The Birds and the Bees? Try Moses and the Reeds

How were you told about the facts of life? What illusions were you under as a child before you learned the truth? This isn’t something I’d normally think about very often; I’m in Orgo this semester; I don’t really have time for anything. But over winter break, I watched the HBO series Watchmen (by the way, it’s incredible). I won’t spoil it for those who don’t live on campus and can’t access the free HBO, but there’s one scene where a character goes fishing in a river and pulls up little babies that he can then “science” into full grown people. After I tried to process how weird that show is, I realized that my path to learning the facts of life was, like the process of fishing for babies, rather convoluted. In fact, I’m happy to share with you that, until recently, I was under the illusion that Moses and I shared the same origin story.
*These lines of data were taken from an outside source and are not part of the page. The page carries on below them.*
PR #3404, opened 2015-09-23
Fix several issues in UnixFileStream

stephentoub:
I'm trying to track down the cause of a sporadic failure in CI of the MemoryMappedFilesTests.DataShared test.  In doing so, I've run across a few issues to be fixed (though I'm not sure any of these is the cause):

- Fix the checking/setting of several FileOptions... we weren't correctly treating the options as a [Flags], which meant we'd incorrectly ignore some options if multiple options were specified.

- When opening a FileStream, if the PosixFAdvise or SeekCore failed, we weren't deterministically disposing of the file handle, instead leaving it up to finalization to close.

- If Close on the file descriptor fails (e.g. it's interrupted), we don't attempt a retry, by design.  However, closing of the handle is what releases the advisory lock we placed on the file descriptor when the UnixFileStream was constructed.  Added an explicit call to remove the lock, separate from closing the descriptor. (I thought this one would have been the cause of the sporadic test failure, but if it were the problem, the assert in SafeFileHandle.ReleaseHandle should have fired, and it didn't in the one occurence I saw since that assert got added.)

- Removed several stale TODOs and replaced them with explanatory comments.

- Added several more Debug.Asserts

Separately, I also tweaked TempFile to simplify its ctor to use File.WriteAllBytes.

cc: @nguerrera, @sokket, @ianhays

If you’ll recall, the biblical figure Moses was abandoned by his mother as a baby when he grew too big for her to hide. She placed him in a basket and left it the bulrushes of a river, hoping he would be found by kind, albeit unsuspecting, passersby. The Pharaoh’s daughter comes down to the river, finds the baby, and decides to name him Moses, meaning “to draw out/pull out [of the water].”

My parents were fond of telling me that circa February 2000, they were minding their own business near a river when a basket floated by. My mom took a fancy to the basket and asked my dad to go get it. Much to their surprise and disappointment, there was a baby in the basket as well. They always emphasized that they just wanted the basket but felt bad and figured that they’d better take the baby too.
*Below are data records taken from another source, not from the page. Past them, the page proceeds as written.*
PR #3407, opened 2015-09-23
improve FileOptions tests for FileStream

stephentoub:
We didn't have any tests for the DeleteOnClose behavior with FileStream.  We also weren't testing combinations of FileOptions, nor validating that we could read/write files created with non-default options.

cc: @ianhays

### DIFF
--- a/src/System.IO.FileSystem/tests/FileStream/ctor_str_fm_fa_fs_buffer_fo.cs
+++ b/src/System.IO.FileSystem/tests/FileStream/ctor_str_fm_fa_fs_buffer_fo.cs
@@ -25,19 +25,58 @@ namespace System.IO.FileSystem.Tests
             Assert.Throws<ArgumentOutOfRangeException>("options", () => CreateFileStream(GetTestFilePath(), FileMode.Create, FileAccess.ReadWrite, FileShare.Read, c_DefaultBufferSize, ~FileOptions.None));
         }
 
-        [Fact]
-        public void ValidFileOptions()
+        [Theory]
+        [InlineData(FileOptions.None)]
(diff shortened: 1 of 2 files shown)


src/System.IO.FileSystem/tests/FileStream/ctor_str_fm_fa_fs_buffer_fo.cs
```diff
@@ -25,19 +25,58 @@ public void InvalidFileOptionsThrow()
...
-        [Fact]
-        public void ValidFileOptions()
+        [Theory]
+        [InlineData(FileOptions.None)]
+        [InlineData(FileOptions.DeleteOnClose)]
+        [InlineData(FileOptions.Encrypted)]
+        [InlineData(FileOptions.RandomAccess)]
+        [InlineData(FileOptions.SequentialScan)]
+        [InlineData(FileOptions.WriteThrough)]
+        [InlineData((FileOptions)0x20000000)] // FILE_FLAG_NO_BUFFERING on Windows
```
ianhays: But still allowed on Unix?

ianhays:
LGTM

src/System.IO.FileSystem/tests/FileStream/ctor_str_fm_fa_fs_buffer_fo.cs
stephentoub: Yeah, we just ignore it.  I considered mapping it to O_DIRECT, but that's not portable and it comes with additional requirements, plus this option isn't actually part of the surface area.

stephentoub:
Thanks, Ian.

I don’t know if this was an attempt to avoid telling me about “the facts of life” or just a way to deflate my own sense of self-importance. At this point, I’d also like to mention that they never told my brother this story. Apparently, once you’ve picked up one kid from a river, it’s best not to push your luck with another one. And I did learn where babies actually came from (it’s the stork, right?) but I didn’t make the connection between this story and Moses’s until I saw Watchmen’s own baby origin story. Weird, right?

In conclusion, for a very long period in my life, I believed that my parents had scooped me and my basket combo from the river in the same way that you find a cute shirt at the mall but with a weird necklace attached and you decide to buy it even though it has the necklace. Gemma even means “precious stone” in Italian, so I really am a literal piece of jewellery. Oh well.